◆ Work required: The exercise calls for a faithful copy of all the data.

◆ Saved data entries:
++++++++
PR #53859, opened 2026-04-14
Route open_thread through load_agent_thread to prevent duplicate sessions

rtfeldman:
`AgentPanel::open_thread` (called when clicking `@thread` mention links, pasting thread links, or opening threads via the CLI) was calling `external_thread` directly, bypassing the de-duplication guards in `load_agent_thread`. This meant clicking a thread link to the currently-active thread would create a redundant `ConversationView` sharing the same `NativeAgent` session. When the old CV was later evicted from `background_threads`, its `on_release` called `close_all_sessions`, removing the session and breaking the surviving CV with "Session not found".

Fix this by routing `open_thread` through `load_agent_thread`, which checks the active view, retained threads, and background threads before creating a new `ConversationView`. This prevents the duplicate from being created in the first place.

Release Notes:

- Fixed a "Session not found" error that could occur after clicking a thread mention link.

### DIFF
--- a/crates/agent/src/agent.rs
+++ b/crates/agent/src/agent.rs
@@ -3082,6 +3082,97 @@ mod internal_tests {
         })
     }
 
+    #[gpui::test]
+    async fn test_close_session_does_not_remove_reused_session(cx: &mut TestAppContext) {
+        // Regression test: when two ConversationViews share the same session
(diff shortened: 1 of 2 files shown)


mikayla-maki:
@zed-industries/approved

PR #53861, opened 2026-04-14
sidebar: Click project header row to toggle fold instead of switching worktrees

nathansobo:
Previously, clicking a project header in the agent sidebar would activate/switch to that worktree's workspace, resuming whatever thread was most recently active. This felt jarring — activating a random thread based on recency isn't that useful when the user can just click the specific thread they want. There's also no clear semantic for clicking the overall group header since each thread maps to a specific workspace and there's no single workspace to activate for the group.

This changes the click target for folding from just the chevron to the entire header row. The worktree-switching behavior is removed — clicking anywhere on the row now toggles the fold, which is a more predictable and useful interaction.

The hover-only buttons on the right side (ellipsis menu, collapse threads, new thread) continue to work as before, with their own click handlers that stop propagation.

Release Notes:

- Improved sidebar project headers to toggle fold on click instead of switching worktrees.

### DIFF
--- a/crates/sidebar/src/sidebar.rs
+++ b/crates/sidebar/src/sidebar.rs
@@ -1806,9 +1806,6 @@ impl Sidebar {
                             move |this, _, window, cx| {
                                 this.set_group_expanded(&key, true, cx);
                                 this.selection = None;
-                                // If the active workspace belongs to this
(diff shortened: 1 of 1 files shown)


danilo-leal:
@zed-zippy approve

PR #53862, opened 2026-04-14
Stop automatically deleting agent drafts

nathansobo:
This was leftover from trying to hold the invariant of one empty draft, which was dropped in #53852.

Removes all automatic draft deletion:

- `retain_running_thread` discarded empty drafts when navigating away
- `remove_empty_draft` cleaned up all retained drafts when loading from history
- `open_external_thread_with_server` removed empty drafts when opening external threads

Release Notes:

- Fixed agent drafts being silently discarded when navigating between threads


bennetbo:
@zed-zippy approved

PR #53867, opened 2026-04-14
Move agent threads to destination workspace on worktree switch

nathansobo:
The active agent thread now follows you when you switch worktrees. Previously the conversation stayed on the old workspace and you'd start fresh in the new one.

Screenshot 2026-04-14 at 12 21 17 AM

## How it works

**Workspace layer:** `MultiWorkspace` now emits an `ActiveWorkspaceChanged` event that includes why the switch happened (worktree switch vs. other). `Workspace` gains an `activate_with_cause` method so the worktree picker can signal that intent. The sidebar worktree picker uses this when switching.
++++++++
◆ Finished exercise:
PR #53859, opened 2026-04-14
Route open_thread through load_agent_thread to prevent duplicate sessions

rtfeldman:
`AgentPanel::open_thread` (called when clicking `@thread` mention links, pasting thread links, or opening threads via the CLI) was calling `external_thread` directly, bypassing the de-duplication guards in `load_agent_thread`. This meant clicking a thread link to the currently-active thread would create a redundant `ConversationView` sharing the same `NativeAgent` session. When the old CV was later evicted from `background_threads`, its `on_release` called `close_all_sessions`, removing the session and breaking the surviving CV with "Session not found".

Fix this by routing `open_thread` through `load_agent_thread`, which checks the active view, retained threads, and background threads before creating a new `ConversationView`. This prevents the duplicate from being created in the first place.

Release Notes:

- Fixed a "Session not found" error that could occur after clicking a thread mention link.

### DIFF
--- a/crates/agent/src/agent.rs
+++ b/crates/agent/src/agent.rs
@@ -3082,6 +3082,97 @@ mod internal_tests {
         })
     }
 
+    #[gpui::test]
+    async fn test_close_session_does_not_remove_reused_session(cx: &mut TestAppContext) {
+        // Regression test: when two ConversationViews share the same session
(diff shortened: 1 of 2 files shown)


mikayla-maki:
@zed-industries/approved

PR #53861, opened 2026-04-14
sidebar: Click project header row to toggle fold instead of switching worktrees

nathansobo:
Previously, clicking a project header in the agent sidebar would activate/switch to that worktree's workspace, resuming whatever thread was most recently active. This felt jarring — activating a random thread based on recency isn't that useful when the user can just click the specific thread they want. There's also no clear semantic for clicking the overall group header since each thread maps to a specific workspace and there's no single workspace to activate for the group.

This changes the click target for folding from just the chevron to the entire header row. The worktree-switching behavior is removed — clicking anywhere on the row now toggles the fold, which is a more predictable and useful interaction.

The hover-only buttons on the right side (ellipsis menu, collapse threads, new thread) continue to work as before, with their own click handlers that stop propagation.

Release Notes:

- Improved sidebar project headers to toggle fold on click instead of switching worktrees.

### DIFF
--- a/crates/sidebar/src/sidebar.rs
+++ b/crates/sidebar/src/sidebar.rs
@@ -1806,9 +1806,6 @@ impl Sidebar {
                             move |this, _, window, cx| {
                                 this.set_group_expanded(&key, true, cx);
                                 this.selection = None;
-                                // If the active workspace belongs to this
(diff shortened: 1 of 1 files shown)


danilo-leal:
@zed-zippy approve

PR #53862, opened 2026-04-14
Stop automatically deleting agent drafts

nathansobo:
This was leftover from trying to hold the invariant of one empty draft, which was dropped in #53852.

Removes all automatic draft deletion:

- `retain_running_thread` discarded empty drafts when navigating away
- `remove_empty_draft` cleaned up all retained drafts when loading from history
- `open_external_thread_with_server` removed empty drafts when opening external threads

Release Notes:

- Fixed agent drafts being silently discarded when navigating between threads


bennetbo:
@zed-zippy approved

PR #53867, opened 2026-04-14
Move agent threads to destination workspace on worktree switch

nathansobo:
The active agent thread now follows you when you switch worktrees. Previously the conversation stayed on the old workspace and you'd start fresh in the new one.

Screenshot 2026-04-14 at 12 21 17 AM

## How it works

**Workspace layer:** `MultiWorkspace` now emits an `ActiveWorkspaceChanged` event that includes why the switch happened (worktree switch vs. other). `Workspace` gains an `activate_with_cause` method so the worktree picker can signal that intent. The sidebar worktree picker uses this when switching.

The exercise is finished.